Nos ponemos en situación: festejo social donde los críos se ponen pesados. Encima de la mesa, un adulto aprovecha unas hojas y además de hacer figuras y aviones con un niño, deciden lanzarse de vez en cuando uno. El niño se emociona y el juego se convierte sólo en una lucha divertida hasta que… Una hoja se estrella contra el ojo del adulto y le produce una lesión seria. Cesa el intercambio de sonrisas, mas antes de que el niño se asuste o culpabilice, el adulto tranquiliza al pequeño, asume su responsabilidad en el juego y acepta estoicamente el desenlace.
Dos años después, ayer mi hijo hace volar un avión de juguete y me pregunta: Mamá ¿te acuerdas del día que yo lancé una hoja y le dio al tío Víctor? Le asiento sorprendida y seguidamente me describe lo que para él supuso el accidente: Lástima, una puntería fantástica pero dolorosa.
Su curiosa perspectiva de lo acontecido se debe en gran parte a la buena reacción del adulto. ¿Qué solemos hacer cuando sin querer alguien nos daña? ¿O cuando torpemente nos manchan?

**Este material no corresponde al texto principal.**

PR #918, opened 2024-12-13
ability to call dbt cloud api as part of pipelines

himanshudube97:


fatchat (approved):
checked dbt cloud run as well as dbt core run

PR #928, opened 2025-01-13
Experiment/chat with data

Ishankoradia:
The way this would work.
1. Client establishes a connection by hitting the websocket endpoint `wss/chat/bot`
2. Then fetch the threads of the current orguser by sending message in the websocket `{action: "get_threads"}`
3. Get messages for the thread user selects by sending websocket message `{action: "get_messages", params: {thread_uuid: "", limit: 10, offset: 0}}`
4. Render the messages
5. User can now enter/ask the next question. Send it as a message in websocket `{action: "ask_bot", params: {message: "Get me top 5 students", thread_uuid: ""}}`. 
6. Since step 5 might take for the llm service to generate the response. Frontend will have to render it in the UI as message sent
7. Refresh the state and refetch the latest messages to show the bot's answer.

Messages over websocket will have to stringified


Ishankoradia:
While testing we should make sure we close the threads, and otherwise openai will be filled with assistants.

ddpui/websockets/chat_with_data_consumer.py
```diff
@@ -0,0 +1,260 @@
...
+        )
+
+    def close_thread(self, payload: CloseThreadRequest):
+        """
+        Close the thread
+        """
+        thread = Thread.objects.filter(uuid=payload.thread_uuid).first()
+        if thread:
+            llm_service.close_file_search_session(thread.session_id)
+            thread.delete()
```
himanshudube97, line 245: should we mark it as close ?? why are we deleting thread from db?

ddpui/websockets/chat_with_data_consumer.py
```diff
@@ -0,0 +1,300 @@
...
+        thread = Thread.objects.create(
+            uuid=uuid.uuid4(),
+            orguser=self.orguser,
+            session_id=session_id,
+            meta={"sql": payload.sql, **payload.meta},
+        )
+
+        self.respond(
+            WebsocketResponse(
+                data={"thread_uuid": str(thread.uuid)},
```
himanshudube97, line 155: here in the data = {}, we will should be returning the generated `sql query` too as we are displaying it in the frontend.

ddpui/websockets/chat_with_data_consumer.py
Ishankoradia: add a status column and will mark the thread as close but we will clear all open ai resources

(this will be used for the demo though)

fatchat:
Closing PR; keeping branch

PR #933, opened 2025-01-22
tasks in prefect deployment may not have the "connection_id" key

fatchat:
if the key is missing then we can't delete the connection


fatchat:
sorry that was for another issue 
have removed

Ishankoradia (approved):

PR #938, opened 2025-01-24
download preview data bug

Ishankoradia:
- `StringIO()` and `DictWriter` are being initialized multiple times , which is causing the data descrepancy while writing


fatchat:
tested from a juypter notebook and didn't see duplicates

fatchat (approved):

PR #943, opened 2025-01-31
AIRBYTE_SOURCE_BLACKLIST

fatchat:
the marketplace commcare connector doesn't work the way we need it to, we want our clients to use our connector (until we submit it to the marketplace)

this PR blocks the airbyte marketplace version of commcare from showing up in the "new source" dropdown


ddpui/settings.py
```diff
@@ -248,6 +248,10 @@
     },
 }
 
+AIRBYTE_SOURCE_BLACKLIST = [
+    "airbyte/source-commcare",
+]
+
```
Ishankoradia, line 254: should we pick this from the env ?

Ishankoradia (approved):

ddpui/settings.py
fatchat: you're right, have made the change

PR #964, opened 2025-02-13
queueing workflows

Ishankoradia:


Ishankoradia:
queueing doesn't work as expected, maybe good to revisit next time. 

idea was to run cd workflow after ci on PR merge

PR #971, opened 2025-02-19
957 update the elementary profile when the dbt credentials is updated

fatchat:


fatchat:
this does not work because the `profiles/profiles.yml` doesn't get updated as soon as we update the `DbtCliProfile` block in prefect... we have to run a dbt operation first

Ishankoradia (approved):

Multitud de escenas me vienen a la cabeza… Cuando era más niña que ahora, aún se me derramaba con más asiduidad el vaso en la mesa y normalmente me llevaba y me sigo llevando un mal gesto o una mala palabra. ¿Qué reprochamos entonces?

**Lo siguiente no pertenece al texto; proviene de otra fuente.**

PR #983, opened 2025-02-25
980 setup vanna training for orgs

Ishankoradia:
Steps to deplyoy this
1. Make sure you deploy the ai service changes
2. Update the `.env` with the template variables defined. 
3. Run the django command `scaffold-rag-training-on-warehouse.py` for any org(s). This command will 
     1. Create the vector db with the user and password
     2. Create the `OrgWarehouseRagTraining` config object for the corresponding warehouse
     4. Train the rag on warehouse schema based on step 2


ddpui/api/warehouse_api.py
```diff
@@ -366,7 +458,60 @@ def post_save_warehouse_prompt_session(
...
+        ).first()
+        # since its overwriting the old session, we need to keep/persist the orguser (created_by)
+        curr_session.orguser = old_session.orguser
+
+        if old_session:
+            old_session.delete()
+            logger.info(f"Deleted the old session llm analysis {payload.old_session_id}")
+
+        if not old_session:
+            if payload.sql:
```
fatchat, line 504: aren't we ensuring `old_session` by this point

ddpui/celeryworkers/tasks.py
```diff
@@ -862,37 +867,28 @@ def summarize_warehouse_results(
...
+            session_status=LlmSessionStatus.RUNNING,
+            session_type=LlmAssistantType.LONG_TEXT_SUMMARIZATION,
+            request_meta={"sql": sql},
         )
-        llm_session.session_status = LlmSessionStatus.FAILED
+    else:
+        llm_session = LlmSession.objects.filter(id=llmsession_pk).first()
+        if not llm_session:
+            raise Exception(f"Llm session with primary key {llmsession_pk} not found ")
+        llm_session.session_status = LlmSessionStatus.RUNNING
```
fatchat, line 883: what session statuses are expected here? i mean before we set it to `RUNNING` what could it be

Ishankoradia: you are right. anything but `RUNNING`

this is for the case when they summarize after the sql generation step. so just before it comes here, the status actually refers to the `sql generation` step.

Ishankoradia: pushed this change

ddpui/api/warehouse_api.py
Ishankoradia: `overwrite = True` has two meanings for different versions of the feature

the newer version can have `overwrite = True` & just update the sql inplace if the user decides to edit. for which the `old_session` can be none. another case in the same version, a user can also overwrite the session to save as new.

ddpui/celeryworkers/tasks.py
fatchat: ok so we expect to run it when the sql-generation step has already completed successfully

fatchat:
Closing the PR; keeping the branch open though

PR #986, opened 2025-03-03
Wren ai for clients

himanshudube97:


fatchat:
the url field shouldn't be nullable (or even blankable), because why would we have a db entry without the url
can you also write the api tests

fatchat (approved):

Siempre pensé, al igual que algunos delitos, que si no existe intención de causar un daño, no debes ser tachado de culpable. Así que nunca le encontré sentido y jamás me sirvió para aprender que me regañaran, reprocharan o castigaran cuando sin querer pisaba a alguien, tiraba una copa y manchaba al de enfrente, o en un juego cualquiera daba un golpe en la cara de alguien.

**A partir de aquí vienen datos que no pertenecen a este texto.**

PR #998, opened 2025-03-12
Delete sources ui4t Phase 1

Ishankoradia:


ddpui/core/dbtautomation_service.py
```diff
@@ -255,12 +256,108 @@ def get_output_cols_for_operation(org_warehouse: OrgWarehouse, op_type: str, con
...
+    """
+    if orgdbt_model.type == OrgDbtModelType.MODEL:
+        raise ValueError("Cannot delete a model as a source")
+
+    # delete entry in sources.yml on disk; & recreate the sources.yml
+    delete_dbt_source_in_project(orgdbt_model)
+
+    if cascade:
+        # delete all children of this model (operations & models)
+        cascade_delete_org_dbt_model(orgdbt_model)
```
fatchat, line 335: i thought we weren't doing cascading deletes for sources? is this code for future use

ddpui/core/dbtautomation_service.py
```diff
@@ -255,12 +256,108 @@ def get_output_cols_for_operation(org_warehouse: OrgWarehouse, op_type: str, con
...
+    else:
+        orgdbt_model.delete()
+
+
+def cascade_delete_org_dbt_model(orgdbt_model: OrgDbtModel):
```
fatchat, line 340: we don't cal `delete_dbt_model_in_project` for the models being removed here?

ddpui/core/dbtautomation_service.py
Ishankoradia: yes its for future use. Currently the param will always be `cascade=False`

ddpui/core/dbtautomation_service.py
Ishankoradia: good catch !

Ishankoradia: updated it

ddpui/core/dbtautomation_service.py
```diff
@@ -255,12 +256,109 @@ def get_output_cols_for_operation(org_warehouse: OrgWarehouse, op_type: str, con
...
+    """
+    if orgdbt_model.type == OrgDbtModelType.SOURCE:
+        raise ValueError("Cannot delete a source as a model")
+
+    operations = OrgDbtOperation.objects.filter(dbtmodel=orgdbt_model).count()
+
+    if operations > 0:
+        orgdbt_model.under_construction = True
+        orgdbt_model.save()
+    else:
```
fatchat, line 304: so if we have operations but `cascade is False` then we will delete the SQL file on disk but not the `OrgDbt` entry?

the cascade logic is confusing me

ddpui/core/dbtautomation_service.py
fatchat: but the parameter comes from the request doesn't it

ddpui/core/dbtautomation_service.py
Ishankoradia: removed the cascade logic for now

fatchat (approved):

Vuelvo a preguntar ¿qué reprochamos entonces? ¿que cometemos torpezas? ¿que nos equivocamos? ¿que calculamos mal las distancias? Que sí, que distinto es que nos avisen previamente o que nos digan que no hagamos tal cosa y persistamos, pero por el sólo hecho de tropezar…
Tampoco es por el reproche en sí, muchas veces ya con ver que hemos fallado ante ojos ajenos o que hemos causado un daño sin querer cuando nuestra intención era la contraria, basta para hacernos sentirnos mal, si además le metemos la reacción violenta, enfadada, defraudada o despreciativa del otro, fijamos aún más esa experiencia en la lista de acontecimientos amargos.
Con que medie una disculpa y un ofrecimiento de ayuda debería ser suficiente para reparar el daño causado, no hace falta ponernos en evidencia cual críos sin recursos sociales haciendo sentir al otro el torpe del mes. ¿Qué quieres provocar con ello? ¿Qué es lo que en realidad pretendes? ¿Generar una disculpa? ¿Pedir su auxilio? ¿Devolverle el malestar provocado? Esos gestos diferencian a las personas adultas, sobre todo con los más pequeños. De ahí la grandeza de alguien que dejó en el recuerdo de un niño sobre un amargo accidente, que tuvo éxito en su puntería, aunque no pudiera disfrutar por ello debido a su nefasta consecuencia.
Y todo esto es porque me preguntaron la diferencia entre una reacción casi instintiva y una actitud adecuada frente a un mismo hecho; o mejor dicho, la diferencia entre dejarte llevar o conducirte con inteligencia emocional.